Sur le second point, il soutient que le courriel du 16 janvier 2014 qui lui a été adressé par la banque est dépourvu d'ambiguïté contrairement à ce qu'a énoncé le premier juge et qu'il y est affirmé que les parts sociales n'étaient pas saisissables. Il fait valoir que cette affirmation l'a induit en erreur alors qu'il pouvait encore contester la saisie, qu'il ne l'a pas fait puisqu'il ignorait les caractéristiques de ces parts à défaut d'avoir reçu de la Caisse d'Épargne la notice d'information et la fiche technique.
Il ajoute que la Caisse d'Épargne ne démontre pas lui avoir remis ces documents nonobstant la mention figurant sur le bordereau de souscription, que la demande de communication formée par son conseil le 11 décembre 2014 ne recevra aucune réponse avant le 23 octobre 2015, que les documents communiqués ne comportent pas son visa de sorte qu'il n'est pas démontré qu'il en a eu connaissance ni qu'un exemplaire lui ait été remis. Il en déduit que la Caisse d'Épargne a manqué à son obligation d'information et de conseil en ne lui communiquant pas ces documents alors qu'ils auraient pu lui permettre de se rendre compte des caractéristiques desdites parts et en l'ayant trompé lors de l'envoi du mail du 16 janvier 2014 affirmant qu'elles étaient insaisissables.
En premier lieu, le courriel du 16 janvier 2014, non accompagné de celui auquel il répond, ne permet pas d'affirmer, contrairement à ce que soutient Serge E., qu'il est relatif aux parts de SLE objet de la saisie dès lors qu'elles ne sont pas citées. Au surplus, Serge E., à qui le procès-verbal de saisie avait été dénoncé le 9 janvier, ne peut sérieusement soutenir que cette seule réponse allait de fait mettre à néant ladite saisie sans qu'il soit besoin pour lui de la contester devant le juge de l'exécution et faire valoir que les parts étaient insaisissables.
En second lieu, la cour observe qu'il a expressément reconnu lors de la souscription des parts de SLE avoir reçu la fiche technique relative à ces parts sociales, même si ce document produit aux débats ne comporte pas son visa.
En tout état de cause, le dommage qui pourrait résulter d'un manquement à un défaut de conseil et d'information lors de la souscription de ces parts est sans aucun lien avec la saisie desdites parts et leur vente au profit du créancier de Serge E. qui n'invoque même pas une perte de chance de ne pas avoir souscrit les parts de SLE.

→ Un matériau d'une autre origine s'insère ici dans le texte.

Issue #5161, opened 2026-08-04
Nodes never learn a gateway's protocol version, so every version-gated feature fails closed on gateway links


sanity:
## Problem

**A node never learns the protocol version of any gateway it connects through, no matter how new that gateway is.** As a result it permanently treats the newest, highest-degree nodes on the network as "unknown version" and falls back to legacy wire formats when talking to them.

The version travels in the asymmetrically-encrypted intro packet (`transport/connection_handler.rs:2127`, which packs `PROTOC_VERSION` alongside the symmetric key). Only the **receiving** side of an intro learns the sender's version — recorded at `:1831` on the inbound path and `:2060` on the outbound one.

- **Peer to peer:** NAT traversal means both sides send intro packets, so both learn. Version known in both directions.
- **Joiner to gateway:** the joiner sends its intro, so the gateway learns the joiner's version. The gateway does **not** send an intro back — it replies with `AckConnection { result: Ok(OutboundConnection { key, remote_addr }) }`, and that struct (`transport/symmetric_message.rs:261`) has two fields, neither of them a version.

So `connection_handler.rs:2313` hardcodes it, with the comment stating the cause outright:

```rust
// AckConnection (joiner->gateway) payload carries no protocol version.
remote_protoc_version: None,
```

### It is worse than passive: reconnecting erases what we knew

`ConnectionManager::record_remote_version` (`ring/connection_manager.rs:1384`) writes the `Option` **through**:

```rust
match version {
    Some(v) => { self.remote_version.write().insert(addr, v); }
    None    => { self.remote_version.write().remove(&addr); }
}
```

A reconnect through a gateway therefore actively deletes a version we had previously learned for that address.

## Consequences

Every version-gated wire feature fails closed on these links. Currently that means `supports_hash_first_summaries` and `supports_summary_first_put`, and it will mean every future one by default.

Concretely for the summary exchange (#5155, #5153): the gate declining sends the **uncapped** legacy `Summaries` message — one full summary per shared contract, measured at ~266 contracts x 16,675 B, with a largest observed single message of **1.26 MB**. Gateways are the highest-degree nodes on the network, so these are exactly the links carrying the most anti-entropy traffic.

**The expense is one-directional, which is a useful diagnostic.** The gate keys on the peer's recorded version at whichever node is emitting (`node.rs:2787`). On a joiner-gateway link the gateway holds the joiner's version and replies with cheap digests, while the joiner holds `None` and replies with full bytes. So:

[...]

Issue #5156, opened 2026-08-04
obs: split the hash-first version-gate refusal into unknown-version vs pre-floor


sanity:
## Problem

`version_supports_hash_first_summaries` fails closed (`p2p_protoc.rs:1054`), dropping to the full-bytes summary fallback. That fallback is where 85.3% of the summary arm's bytes are going (companion issue). But **we cannot tell which of two causes is responsible, and they have opposite implications.**

1. **Pre-floor peers.** 2.8% of nodes are below the `(0,2,116)` floor. At a measured 67.9 peers/node that is ~1.9 links each. **This self-heals as the fleet upgrades.**
2. **Unknown remote version.** `PeerConnection::remote_version()` is documented "*None on joiner->gateway connections*" (`peer_connection.rs:1575`), and the `AckConnection` path constructs `remote_protoc_version: None` (`connection_handler.rs:2312-2314`). Each node has ~1-2 gateway links of 67.9. **This never self-heals.**

Both predict the same order of magnitude (~2% of links), both produce the same observable signature, and no current telemetry separates them. If it is cause 2, waiting for fleet upgrade fixes nothing and the gate itself needs repair.

## Fix

Split the `false` decision into two counters — refused-by-unknown-version and refused-by-pre-floor — and export them on the existing rollup. Apply the same split to `supports_summary_first_put`, which has identical structure and the same failure mode.

Follow the existing counter discipline in this codebase (see the "Metric describing a filtering decision, re-derived at the call site" row in `.claude/rules/bug-prevention-patterns.md`): **the gate itself must emit the counts**, not a caller reconstructing them by subtraction. A subtraction across two collections silently absorbs every other filter applied between them and keeps reporting a plausible non-zero value after the filter it claims to measure is deleted. Test shape that catches it: delete the filter and assert the count goes to exactly 0.

## Why this is a prerequisite, not a nice-to-have

It decides whether several downstream items in #5153 are worth building. If cause 1 dominates, the gap closes on its own and effort should go elsewhere; if cause 2 dominates, gateway links are permanently degraded and that is a bug with its own fix. One release of data settles it.

It also generalises: any future digest-first mechanism in this codebase (the NeighborHosting digest is already queued) needs the same instrumentation from day one, because #4965 shows a fail-closed gate plus an unbounded fallback silently reverts to the old behaviour without any signal that it has.

## Testing

Unit tests asserting each counter increments for its own cause and not the other, plus the delete-the-filter mutation check described above.

[...]

PR #5164, opened 2026-08-04
perf: bound the full-bytes summary fallback (#5155)

### LINKED ISSUE #5155: perf: bound the full-bytes summary fallback — 85% of the summary arm bypasses hash-first (~9% of egress)
## Problem

Hash-first summaries (#4965) is deployed and firing, but **85.3% of the InterestSync summary arm is still full summary bytes** — because the fallback taken when the version gate declines is unbounded.

The summary arm is 23.7% of all outbound bytes. Within it:

| sub-arm | GB | msgs | B/msg | entries/msg | B/entry |
|---|---:|---:|---:|---:|---:|
| interests_reply | 44.03 | 1,158,785 | 37,998 | 265.91 | 143 |
| notification | 39.51 | 2,369,170 | 16,675 | 1.00 | 16,675 |
| request_reply (digest path) | 3.18 | 269,245 | 11,806 | 1.31 | 9,019 |
| request_leg (digest path) | 0.007 | 271,240 | 25 | 1.31 | 19 |

A `SummaryDigestEntry` is **21 bytes** by construction (4 B hash + 1 B Option tag + 16 B truncated BLAKE3 — `message.rs:666-690`, `ring/interest.rs:776`). Bucketing windows by `max_bytes` (a single-message quantity that within-window averaging cannot blur) separates the populations cleanly: windows that are pure-digest measure **20-22 B/entry against the predicted 21**, validating the model — and they are only **1.7% of the arm's bytes**. Windows whose largest single message exceeds 200 KB hold 75% of the bytes, and cannot be digest-form at any entry count the fleet produces (4096 cap x 21 B = 86 KB ceiling).

Digest floor 6.76 GB vs 46.01 GB observed.

## Cause

`get_matching_contracts` (`ring/interest.rs:2468-2480`) returns one **full** summary per shared contract with **no send-side cap**. The 4096 cap at `node.rs:2322` is receive-side only. The largest single message observed is 1.26 MB.

The gate (`version_supports_hash_first_summaries`, `p2p_protoc.rs:1054`) fails closed, dropping to that unbounded fallback whenever the remote version is pre-floor **or unknown**. At a measured 265.91 shared contracts x 16,675 B per summary, ~2.8% of peers below the floor plausibly account for ~96% of the arm's remaining bytes: 1.9 peers x 266 x 16,675 B ~= 8.4 MB per heartbeat, against 66 digest replies x 266 x 21 B ~= 0.37 MB.

## Fix

Bound the full-bytes fallback: a rotating, bounded subset of entries per heartbeat rather than the whole shared set. Convergence is unaffected — the rotation covers the full set over several cycles, and this is a backstop layer with a 5-minute cadence, not a delivery path. `emit_stale_peer_syncs` is the in-tree precedent for this shape.

This is safe regardless of which cause dominates (pre-floor peers, which self-heal as the fleet upgrades, or unknown-version links, which do not), which is why it should land before the diagnostic in the companion issue resolves that question.

## Impact

Recovers up to **37.6 GB — 39.5% of the arm, ~9.4% of all outbound bytes.** The single largest safe byte win currently identified, with no wire-format change.

## Testing

A test asserting the fallback reply is bounded regardless of shared-contract count, and a convergence test confirming the rotation still covers the full set within a bounded number of cycles.

Part of #5153.

[AI-assisted - Claude]

sanity:
## Problem

The hash-first summary exchange (#4965) picks a wire form per peer: 21-byte digests for peers at or above 0.2.116, full summary bytes otherwise. The fallback had **no send-side cap** — `get_matching_contracts` (`ring/interest.rs`) returns one complete summary per shared contract, and every one of them goes out in a single message. The 4096 cap at `node.rs` is receive-side only.

At the measured 265.91 shared contracts and 16,675 B per summary that is a multi-megabyte message every 5 minutes per such peer. The largest single message observed in the field is **1.26 MB** — a minority of links that cannot negotiate digests costs more than every link that can, combined. The summary arm is 23.7% of all outbound bytes.

To be precise about the share, since an earlier draft of this description overstated it: 85.3% of the arm's bytes are full summaries, but roughly half of that is the `Notification` leg (39.51 GB), which is single-entry by construction and never consults the version gate at all — `operations/update.rs` calls `full_summaries_message` directly, by the explicit #4965 review decision. This PR touches the unbounded fallback only, which is the **~39.5% of the arm** #5155 attributes to it, or ~9% of all outbound bytes.

Worth noting for reviewers, because it changes how you should weigh this PR: the gate declines on unknown version as well as on old version, and unknown is not rare. The joiner-to-gateway handshake carries no protocol version at all (`transport/connection_handler.rs` hardcodes `remote_protoc_version: None` on the `AckConnection` path), so every connection a node opens through a gateway reports an unknown version no matter how new that gateway is. Which of the two causes dominates is not yet measured — that is #5156 — and repairing the handshake is #5161. **This PR is the guard that makes the gate's failure cheap, not the repair.**

## Solution

Bound the fallback to a rotating window: at most **64 entries** and **9 KiB of summary bytes** per reply, resuming where the previous reply to that peer stopped, so a stable shared set is still covered in `ceil(n / 64)` rounds. `emit_stale_peer_syncs` is the in-tree precedent for the shape.

64 comes from tying the fallback's cost to the digest message it stands in for: a digest reply over the same set is 265.91 × 21 B ≈ 5.6 KB and a full-bytes entry averages 143 B, so ~39 entries is break-even; 64 spends ~9.2 KB to halve the rotation period.

Three decisions worth reviewing on their own terms:

**The byte budget is not redundant with the entry cap.** Summaries are not uniform — a contract we do not host contributes no bytes, a River room contributes ~16.7 KB — so 64 entries can still be ~1.07 MB, which is the message class this PR exists to remove, reproduced under a cap that looks like it forbids it. The 143 B/entry the entry cap derives from is a fleet *average*; it describes the typical mix, and the worst case is where the bytes are. The budget is checked before each entry and never blocks the first, so a reply is at most `budget + one summary` and an oversized summary cannot stall the rotation behind it.

**The cursor stores the last contract id SENT, not an index.** An index names a position, and a removal below it shifts every later contract down by one, so the resume steps over one. Wrapping means that contract is revisited eventually, so this is *not* permanent starvation — it is the loss of the `ceil(n / limit)` bound, which is the entire basis on which bounding the reply is defensible. `rotation_does_not_lose_the_coverage_bound_when_contracts_are_removed` runs both designs over one removal schedule and asserts the index one misses contracts the key one covers.

**Cycle boundaries start at a random offset, not at 0.** Mid-cycle the cursor resumes deterministically; at a boundary — no cursor, cursor evicted, or the previous window ending on the highest id — the next cycle begins at a random offset. A fixed restart at 0 is a tail-starvation failure this codebase has already rejected twice for the same reason, and it is reachable here two ways, neither needing an attacker: the cursor is in-memory and keyed by address, so it is lost on our restart, on eviction, and whenever a peer reconnects from a new port; and `sorted` is the intersection with the hash list the *peer* advertised, so alternating a full `Interests` with a single high-id one parks the cursor at the end and forces a restart every other round. A reviewer demonstrated 7 of 12 contracts never advertised over 50 cycles under that pattern. Randomising the boundary costs nothing — a cycle from any offset still covers the set in `ceil(n / limit)` rounds because the window wraps — and removes the fixed prefix.

**The version gate is read once.** The size decision and the encoding decision both need it, and two reads open a window where a reconnect changes the answer between them. The dangerous direction is known → unknown (`record_remote_version` writes `None` through, clearing the entry), which would build the full entry set believing it was headed for digests and then encode it as full bytes — the unbounded message, reassembled from two correct-looking halves. `summary_reply_form` resolves it once and the form is threaded through.

**Not changed:** digest-capable peers keep receiving the whole shared set every round. The `SummaryRequest` reply leg is untouched — it is demand-gated (it answers an explicit request for bytes, and replying with digests would loop the exchange). Note "demand-gated", not "bounded": its only hard limit is `MAX_SUMMARY_HASHES_PER_MESSAGE`, and only a digest-capable peer can reach it. `ChangeInterestsReply` is untouched: it is event-driven rather than periodic, so there is no guaranteed next round to rotate into, and a bound there could skip a newly-added interest indefinitely. Interest *registration* also stays unbounded — the rotation bounds what we advertise, never who counts as a broadcast target, since rotating that would convert a bandwidth bound into missed updates.

## Cost, stated honestly — and corrected

An earlier draft of this description put the cost at "~25 minutes for a typical 266-contract set", from `ceil(266 / 64)` heartbeats. **That number is wrong for the population this change actually affects, by roughly an order of magnitude**, and the review caught it.

`ceil(n / 64)` holds only when the entry cap is what binds. On a real fallback link it never is. The 143 B/entry the entry cap is derived from is a fleet average dominated by 21-byte digest entries and by entries for contracts the sender does not host, which carry no summary at all. A hosted River room carries ~16.7 KB — larger than the whole 9 KiB budget — so the budget binds after the first hosted contract in a round. The honest cycle length is:

```
rounds per cycle ~= total summary bytes for the shared set / 9 KiB
```

For the heaviest links, the ~1.16 MB reply behind the observed 1.26 MB maximum, that is ~130 rounds at a 5-minute heartbeat: **on the order of ten hours**, not 25 minutes. Worst case, every summary over budget, it degenerates to one contract per round.

So the real trade is: on links we cannot negotiate digests with, noticing a **pre-existing** divergence on a contract **nobody touches** can take hours instead of 5 minutes. The event-driven paths — push-on-update, request-full-state-when-too-far-behind, resend-on-failed-patch — are untouched and still bound detection for any contract anybody actually touches, and the peer's own summaries still reach us unbounded every round so *its* staleness is still detected immediately. Only the "we are behind and they must tell us" direction is delayed, on ~2.8% of links.

I think that is still the right trade, because the alternative on those same links is a multi-megabyte message every 5 minutes and there is no setting of these constants that is both cheap and fast. But it is an argument for repairing the version gate (#5156 / #5161) rather than tuning here, and it should not be sold as minutes. `heavy_summaries_make_the_cycle_far_longer_than_the_entry_cap_suggests` pins the long cycle as a test so the comfortable number cannot quietly return.

One second-order cost the review surfaced, not otherwise obvious: the peer-summary cache the broadcast path diffs against is populated from this exchange on fallback links (`DigestAgreement` never fires there), so it warms more slowly, and a `(contract, peer)` pair with no cached summary is what ships full state instead of a delta. `Delivery` covers actively-updated contracts and #5153 finds 57.5% of cold-start sends fire before any heartbeat could have helped, so the marginal cost is probably small — but it is a bytes-for-bytes trade on the same links, not purely a latency one.

## Testing

Six new behavioural tests at the handler level and six at the rotation core, all mutation-tested (they fail against the un-bounded and un-rotated versions of the code, verified by reverting each mechanism in turn):

- `fallback_reply_is_bounded_at_the_widest_observed_shared_set` — 2,448 shared contracts, the widest case seen in the field.
- `fallback_byte_budget_binds_before_the_entry_cap` — 5 KB summaries; the entry cap alone would not bound this.
- `oversized_summary_still_sends_and_the_rotation_advances` — a summary larger than the whole budget; asserts progress rather than a stall.
- `digest_peer_still_receives_every_shared_contract` — the no-change property for the 98%.
- `fallback_rotation_covers_the_whole_shared_set` — full coverage within `ceil(n / cap)` rounds.
- `bounding_the_reply_does_not_bound_interest_registration` — peer interest registered for contracts this round did not advertise.
- Rotation core: bounds and wrapping, coverage for n ∈ {1, 5, 63, 64, 65, 128, 266, 2448}, insertion mid-cycle, removal mid-cycle (with the index-cursor control), a removed cursor id, and per-peer cursor isolation.

Plus, from review: `heavy_summaries_make_the_cycle_far_longer_than_the_entry_cap_suggests` (pins the honest cycle length), `fallback_window_start_randomises_the_cycle_boundary` and a GlobalRng source pin (pin the boundary randomisation), coverage tests sweeping starting offsets over set sizes that do not divide evenly by the limit, and absolute literals in place of assertions written against the constants that produced them.

`cargo fmt`, `cargo clippy --locked -- -D warnings` (the CI invocation), and `cargo test -p freenet` are all clean.

## Review

Five independent blind reviewers (code-first, testing, adversarial, big-picture, and a convergence-specific lens). Consolidated findings and their dispositions are in a comment below; every finding was fixed or has a stated reason. Two were substantive — the cycle-boundary starvation and the order-of-magnitude cost error — and both are addressed above.

Closes #5155

[AI-assisted - Claude]

### DIFF
--- a/crates/core/src/config.rs
+++ b/crates/core/src/config.rs
@@ -4347,11 +4347,12 @@ impl GlobalTestMetrics {
     // === Hash-first summary exchange falsifiers (#4965) ===
     //
     // The claim under test is "the common case stops shipping summary bytes".
-    // These counters are fed from the TWO constructor functions that can build
-    // these messages — `node::summaries_reply_for_peer` (which chooses the
-    // encoding) and `node::full_summaries_message` (which every full-bytes
-    // path routes through, including the `operations::update` helpers, which
-    // are CALLERS rather than construction sites). So
+    // These counters are fed from the constructor functions that can build
+    // these messages — `node::summaries_reply_in_form` (which applies the
+    // chosen encoding, and which `node::summaries_reply_for_peer` delegates
+    // to) and `node::full_summaries_message` (which every full-bytes path
+    // routes through, including the `operations::update` helpers, which are
+    // CALLERS rather than construction sites). So
     // `summary_full_bytes() == 0` means no summary byte was put on the wire by
     // any path, not merely by the one a test happened to exercise.
     // `no_uninstrumented_full_summaries_construction` pins that no production
--- a/crates/core/src/node.rs
+++ b/crates/core/src/node.rs
@@ -9455,6 +9455,123 @@ mod tests {
             );
         }
 
+        /// Two `Interests` from the same peer handled concurrently cost at
+        /// most one round of rotation progress, and cannot wedge or corrupt it.
+        ///
+        /// The handler reads the cursor, awaits up to 64 summary fetches, then
+        /// writes the cursor back, so two overlapping invocations for one peer
+        /// can both read the same start and build the same window. Inbound
+        /// messages are dispatched one task per message, so this is reachable
+        /// in production and a peer can provoke it deliberately. The comment at
+        /// the cursor-advance site accepts that cost as "one round"; this test
+        /// is that claim's evidence rather than its restatement.
+        ///
+        /// The load-bearing assertion is the progress floor: after `PAIRS`
+        /// concurrent pairs run back to back with no sequential round between
+        /// them, the union of what was advertised must be at least
+        /// `PAIRS * 64` contracts — i.e. every pair advanced the rotation by at
+        /// least one window even in the worst interleaving. Losing MORE than
+        /// one round per pair, or losing the cursor entirely and re-sending the
+        /// same window forever, both fail here. The bound holds for any
+        /// interleaving, so the test does not depend on the scheduler
+        /// reproducing a particular one: a genuinely concurrent run and a
+        /// serialised run both satisfy it, and only a broken rotation does not.
+        ///
+        /// Multi-threaded flavour with `spawn` on purpose: an earlier version
+        /// of this test used `join!` on a current-thread runtime and the two
+        /// futures did NOT overlap — it passed while exercising nothing.
+        #[tokio::test(flavor = "multi_thread", worker_threads = 4)]
+        async fn concurrent_interests_from_one_peer_cost_at_most_one_round() {
+            const PAIRS: usize = 3;
+            let h = build_harness("hf-bound-concurrent", 17170, vec![7u8; 64]).await;
+            let keys = host_many(&h, 400);
+            let hashes = distinct_hashes(&keys);
+            let expected: HashSet<u32> = hashes.iter().copied().collect();
+            let ids: HashSet<ContractInstanceId> = keys.iter().map(|k| *k.id()).collect();
+
+            let mut covered: HashSet<u32> = HashSet::new();
+            for pair in 0..PAIRS {
+                let spawn_one = || {
+                    let op_manager = Arc::clone(&h.op_manager);
+                    let hashes = hashes.clone();
+                    let peer = h.old_peer;
+                    tokio::spawn(async move {
+                        handle_interest_sync_message(
+                            &op_manager,
+                            peer,
+                            InterestMessage::Interests { hashes },
+                        )
+                        .await
+                    })
+                };
+                let (first, second) = tokio::join!(spawn_one(), spawn_one());
+
+                for (which, joined) in [("first", first), ("second", second)] {
+                    match joined.expect("handler task panicked") {
+                        Some(InterestMessage::Summaries { entries, .. }) => {
+                            assert!(
+                                entries.len() <= 64,
+                                "pair {pair} {which} reply carried {} entries; the \
+                                 per-reply bound must hold regardless of overlap",
+                                entries.len()
+                            );
+                            assert!(summary_bytes_of(&entries) <= 9 * 1024 + h.our_summary.len());
+                            covered.extend(entries.iter().map(|e| e.hash));
+                        }
+                        other => panic!("pair {pair} {which} reply was {other:?}"),
+                    }
+                }
+
+                // The cursor must still name a contract that exists, not a
+                // value torn between the two writers.
+                let cursor = h
+                    .op_manager
+                    .interest_manager
+                    .peek_fallback_cursor(h.old_peer)
+                    .expect("a fallback reply must leave a cursor");
+                assert!(
+                    ids.contains(&cursor),
+                    "after pair {pair} the cursor is no longer a member of the \
+                     shared set — concurrent writers corrupted the rotation \
+                     rather than merely duplicating a window"
+                );
+            }
+
+            assert!(
+                covered.len() >= PAIRS * 64,
+                "{PAIRS} concurrent pairs advertised only {} distinct contracts; \
+                 each pair must advance the rotation by at least one 64-entry \
+                 window, so the overlap cost more than the one round the \
+                 cursor-advance comment claims",
+                covered.len()
+            );
+
+            // And the rotation still completes from there.
+            for _ in 0..hashes.len().div_ceil(64) {
+                match handle_interest_sync_message(
+                    &h.op_manager,
+                    h.old_peer,
+                    InterestMessage::Interests {
+                        hashes: hashes.clone(),
+                    },
+                )
+                .await
+                {
+                    Some(InterestMessage::Summaries { entries, .. }) => {
+                        covered.extend(entries.iter().map(|e| e.hash));
+                    }
+                    other => panic!("expected full bytes, got {other:?}"),
+                }
+            }
+            assert_eq!(
+                covered.len(),
+                expected.len(),
+                "{} contracts still unadvertised after the concurrent pairs plus \
+                 a full sequential cycle",
+                expected.difference(&covered).count()
+            );
+        }
+
         /// The rotation bounds what we ADVERTISE, never who we consider a
         /// broadcast target.
         ///
--- a/crates/core/src/node.rs
+++ b/crates/core/src/node.rs
@@ -2861,6 +2861,15 @@ const MAX_FALLBACK_SUMMARIES_PER_REPLY: usize = 64;
 /// same links is a multi-megabyte message every 5 minutes; there is no setting
 /// of this constant that is both cheap and fast, which is the argument for
 /// repairing the version gate (#5156 / #5161) rather than tuning here.
+///
+/// # Before retuning either constant, get the field reading
+///
+/// Everything above is a MODEL, derived from fleet averages. That is how the
+/// entry cap came to be sized off a mean of 143 B/entry when the population it
+/// governs is nothing like the mean — the error survived review of the
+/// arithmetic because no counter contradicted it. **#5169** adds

Le jugement déféré est confirmé en toutes ses dispositions.
PAR CES MOTIFS
Confirmes-en toutes ses dispositions le jugement du tribunal judiciaire de Nice du 7 décembre 2017,
Vu l'article 700 du code de procédure civile, condamne Serge E. à payer à la SA Caisse d'Épargne et de prévoyance Côte d'Azur la somme de mille cinq cents euros,
Condamne Serge E. aux dépens de l'instance d'appel.